[Saved data entries]
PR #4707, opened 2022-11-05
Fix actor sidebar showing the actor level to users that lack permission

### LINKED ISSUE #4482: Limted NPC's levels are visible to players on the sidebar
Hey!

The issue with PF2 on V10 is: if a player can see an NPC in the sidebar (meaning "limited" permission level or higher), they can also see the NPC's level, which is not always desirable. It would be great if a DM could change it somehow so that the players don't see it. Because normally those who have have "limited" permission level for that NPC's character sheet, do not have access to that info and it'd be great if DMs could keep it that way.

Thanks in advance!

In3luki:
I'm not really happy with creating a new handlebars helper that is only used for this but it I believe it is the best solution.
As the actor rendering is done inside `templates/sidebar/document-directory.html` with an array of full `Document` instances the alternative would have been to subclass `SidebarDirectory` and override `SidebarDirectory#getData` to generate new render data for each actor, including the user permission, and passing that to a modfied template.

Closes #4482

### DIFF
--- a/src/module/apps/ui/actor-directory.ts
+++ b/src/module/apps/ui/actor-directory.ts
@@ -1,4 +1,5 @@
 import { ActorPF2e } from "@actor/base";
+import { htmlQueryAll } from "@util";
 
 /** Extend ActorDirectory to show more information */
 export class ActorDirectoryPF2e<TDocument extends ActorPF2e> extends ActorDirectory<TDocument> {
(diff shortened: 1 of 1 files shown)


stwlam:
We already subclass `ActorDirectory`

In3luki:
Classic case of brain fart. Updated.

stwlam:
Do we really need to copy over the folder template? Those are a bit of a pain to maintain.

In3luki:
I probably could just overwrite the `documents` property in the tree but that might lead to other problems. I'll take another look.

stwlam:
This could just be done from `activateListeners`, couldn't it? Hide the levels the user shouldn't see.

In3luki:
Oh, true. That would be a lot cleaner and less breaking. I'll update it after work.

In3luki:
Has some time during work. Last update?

** What is expected **
Exactly as given, restate all the lines above.

** The answer **
PR #4707, opened 2022-11-05
Fix actor sidebar showing the actor level to users that lack permission

### LINKED ISSUE #4482: Limted NPC's levels are visible to players on the sidebar
Hey!

The issue with PF2 on V10 is: if a player can see an NPC in the sidebar (meaning "limited" permission level or higher), they can also see the NPC's level, which is not always desirable. It would be great if a DM could change it somehow so that the players don't see it. Because normally those who have have "limited" permission level for that NPC's character sheet, do not have access to that info and it'd be great if DMs could keep it that way.

Thanks in advance!

In3luki:
I'm not really happy with creating a new handlebars helper that is only used for this but it I believe it is the best solution.
As the actor rendering is done inside `templates/sidebar/document-directory.html` with an array of full `Document` instances the alternative would have been to subclass `SidebarDirectory` and override `SidebarDirectory#getData` to generate new render data for each actor, including the user permission, and passing that to a modfied template.

Closes #4482

### DIFF
--- a/src/module/apps/ui/actor-directory.ts
+++ b/src/module/apps/ui/actor-directory.ts
@@ -1,4 +1,5 @@
 import { ActorPF2e } from "@actor/base";
+import { htmlQueryAll } from "@util";
 
 /** Extend ActorDirectory to show more information */
 export class ActorDirectoryPF2e<TDocument extends ActorPF2e> extends ActorDirectory<TDocument> {
(diff shortened: 1 of 1 files shown)


stwlam:
We already subclass `ActorDirectory`

In3luki:
Classic case of brain fart. Updated.

stwlam:
Do we really need to copy over the folder template? Those are a bit of a pain to maintain.

In3luki:
I probably could just overwrite the `documents` property in the tree but that might lead to other problems. I'll take another look.

stwlam:
This could just be done from `activateListeners`, couldn't it? Hide the levels the user shouldn't see.

In3luki:
Oh, true. That would be a lot cleaner and less breaking. I'll update it after work.

In3luki:
Has some time during work. Last update?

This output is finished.